- **Work instruction**: Print every one of the records verbatim, omitting nothing.

- **Saved entries**:
Issue #6, opened 2014-12-23
Add a property file to replace hardcoded values


deniak:

astorije:
Some [follow-up] coming from @darobin.

tripu:
Done. We already have [`config.js.example`](https://github.com/w3c/echidna/commits/master/config.js.example), which users should duplicate as `config.js`, and then edit.

--

Related: maybe getting rid of CLI arguments altogether (@astorije) or improving them, eg using [`nopt`](https://www.npmjs.com/package/nopt) (@darobin).

astorije:
> Related: maybe getting rid of CLI arguments altogether (@astorije) or improving them, eg using [`nopt`](https://www.npmjs.com/package/nopt) (@darobin).

Yep, that's why I didn't close the issue right away :-)

tripu:
I think it's best to open separate issues in cases like this, @astorije. Otherwise we have to change the title and description of existing issues, and we agreed that is a bad idea. No?

astorije:
Done @tripu: #157

PR #84, opened 2015-02-15
Modular orchestrator

astorije:
:warning: **READY TO BE REVIEWED BUT NO TESTS YET** :warning:

One of the ideas here is that `app.js` should get as little intelligence as possible.

The result is an `Orchestrator` that controls the process of publication. This class manipulates a frozen (immutable) state, `RequestState`. Basically, everything the `Orchestrator` does is manipulate a state that is given as an argument of the computation so that the outer state is never modified as a side effect. That way, we avoid unexpected changes.

To help with this and abstracting, the code makes use of higher-order functions (functions given as arguments or returned by other functions). This separates concerns because the code for a function makes little assumption on what an argument is supposed to do in addition to its type (for example, if as an argument I give a function `f: Int => Promise.<Int>`, I don't really care what `f` is doing, I only care about what I feed it with and what I get in return). I'll keep improving the code to that extent to favor maintainability.

In the end, the main entry point is a recursive function that recurses on a function producing a promise until a predicate is reached. This will probably be hidden under the hood in a near future, but at least in the present state it allows us to do *something* (whatever it is, since it's an higher-order function) every time the request state is changed (that is, every time a step in the process makes it change). At the time of writing this, I am just displaying the new state on the console, but it is also a good place to consider persistence support.

### DIFF
--- a/app.js
+++ b/app.js
@@ -358,9 +358,22 @@ function orchestrate(spec, token) {
     });
   }
 
-  function runShortlink(specberusReport) {
+  function runShortlink(specberusReport, spec) {
+    spec.jobs['update-tr-shortlink'].status = 'pending';
+
     return specberusReport.then(function (report) {
-      return updateTrShortlink(report.metadata.get('thisVersion'));
+      return updateTrShortlink(report.metadata.get('thisVersion'))
+        .then(function () {
+          spec.jobs['update-tr-shortlink'].status = 'ok';
+
+          return Promise.resolve();
+        }).catch(function (error) {
+          spec.jobs['update-tr-shortlink'].status = 'error';
+          spec.jobs['update-tr-shortlink'].errors.push(error.toString());
+          spec.history = spec.history.add('An error occurred while updating the shortlink.');
+
+          return Promise.reject(error);
+        });
     });
   }
 
@@ -400,7 +413,7 @@ function orchestrate(spec, token) {
       return runTrInstaller(specberusReport, tempLocation, spec);
     })
     .then(function () {
-      return runShortlink(specberusReport);
+      return runShortlink(specberusReport, spec);
     })
     .then(function () {
       return finishTasks(specberusReport, spec, resultLocation);
@@ -424,15 +437,8 @@ function orchestrate(spec, token) {
 
     spec.jobs['retrieve-resources'].status = 'ok';
     spec.history = spec.history.add('The file has been retrieved.');
-
-              spec.jobs['update-tr-shortlink'].status = 'pending';
-
-                spec.jobs['update-tr-shortlink'].status = 'ok';
                 spec.history = spec.history.add('The document has been published at <a href="' + report.metadata.get('thisVersion') + '">' + report.metadata.get('thisVersion') + '</a>.');
                 spec.status = STATUS_SUCCESS;
-
-                spec.jobs['update-tr-shortlink'].status = 'error';
-                spec.jobs['update-tr-shortlink'].errors.push(err.toString());
 
     spec.history = spec.history.add('The document could not be retrieved.');
     spec.jobs['retrieve-resources'].status = 'error';
--- a/app.js
+++ b/app.js
@@ -12,7 +12,7 @@ var Uuid = require('node-uuid');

- **Output of the exercise**:
Issue #6, opened 2014-12-23
Add a property file to replace hardcoded values


deniak:

astorije:
Some [follow-up] coming from @darobin.

tripu:
Done. We already have [`config.js.example`](https://github.com/w3c/echidna/commits/master/config.js.example), which users should duplicate as `config.js`, and then edit.

--

Related: maybe getting rid of CLI arguments altogether (@astorije) or improving them, eg using [`nopt`](https://www.npmjs.com/package/nopt) (@darobin).

astorije:
> Related: maybe getting rid of CLI arguments altogether (@astorije) or improving them, eg using [`nopt`](https://www.npmjs.com/package/nopt) (@darobin).

Yep, that's why I didn't close the issue right away :-)

tripu:
I think it's best to open separate issues in cases like this, @astorije. Otherwise we have to change the title and description of existing issues, and we agreed that is a bad idea. No?

astorije:
Done @tripu: #157

PR #84, opened 2015-02-15
Modular orchestrator

astorije:
:warning: **READY TO BE REVIEWED BUT NO TESTS YET** :warning:

One of the ideas here is that `app.js` should get as little intelligence as possible.

The result is an `Orchestrator` that controls the process of publication. This class manipulates a frozen (immutable) state, `RequestState`. Basically, everything the `Orchestrator` does is manipulate a state that is given as an argument of the computation so that the outer state is never modified as a side effect. That way, we avoid unexpected changes.

To help with this and abstracting, the code makes use of higher-order functions (functions given as arguments or returned by other functions). This separates concerns because the code for a function makes little assumption on what an argument is supposed to do in addition to its type (for example, if as an argument I give a function `f: Int => Promise.<Int>`, I don't really care what `f` is doing, I only care about what I feed it with and what I get in return). I'll keep improving the code to that extent to favor maintainability.

In the end, the main entry point is a recursive function that recurses on a function producing a promise until a predicate is reached. This will probably be hidden under the hood in a near future, but at least in the present state it allows us to do *something* (whatever it is, since it's an higher-order function) every time the request state is changed (that is, every time a step in the process makes it change). At the time of writing this, I am just displaying the new state on the console, but it is also a good place to consider persistence support.

### DIFF
--- a/app.js
+++ b/app.js
@@ -358,9 +358,22 @@ function orchestrate(spec, token) {
     });
   }
 
-  function runShortlink(specberusReport) {
+  function runShortlink(specberusReport, spec) {
+    spec.jobs['update-tr-shortlink'].status = 'pending';
+
     return specberusReport.then(function (report) {
-      return updateTrShortlink(report.metadata.get('thisVersion'));
+      return updateTrShortlink(report.metadata.get('thisVersion'))
+        .then(function () {
+          spec.jobs['update-tr-shortlink'].status = 'ok';
+
+          return Promise.resolve();
+        }).catch(function (error) {
+          spec.jobs['update-tr-shortlink'].status = 'error';
+          spec.jobs['update-tr-shortlink'].errors.push(error.toString());
+          spec.history = spec.history.add('An error occurred while updating the shortlink.');
+
+          return Promise.reject(error);
+        });
     });
   }
 
@@ -400,7 +413,7 @@ function orchestrate(spec, token) {
       return runTrInstaller(specberusReport, tempLocation, spec);
     })
     .then(function () {
-      return runShortlink(specberusReport);
+      return runShortlink(specberusReport, spec);
     })
     .then(function () {
       return finishTasks(specberusReport, spec, resultLocation);
@@ -424,15 +437,8 @@ function orchestrate(spec, token) {
 
     spec.jobs['retrieve-resources'].status = 'ok';
     spec.history = spec.history.add('The file has been retrieved.');
-
-              spec.jobs['update-tr-shortlink'].status = 'pending';
-
-                spec.jobs['update-tr-shortlink'].status = 'ok';
                 spec.history = spec.history.add('The document has been published at <a href="' + report.metadata.get('thisVersion') + '">' + report.metadata.get('thisVersion') + '</a>.');
                 spec.status = STATUS_SUCCESS;
-
-                spec.jobs['update-tr-shortlink'].status = 'error';
-                spec.jobs['update-tr-shortlink'].errors.push(err.toString());
 
     spec.history = spec.history.add('The document could not be retrieved.');
     spec.jobs['retrieve-resources'].status = 'error';
--- a/app.js
+++ b/app.js
@@ -12,7 +12,7 @@ var Uuid = require('node-uuid');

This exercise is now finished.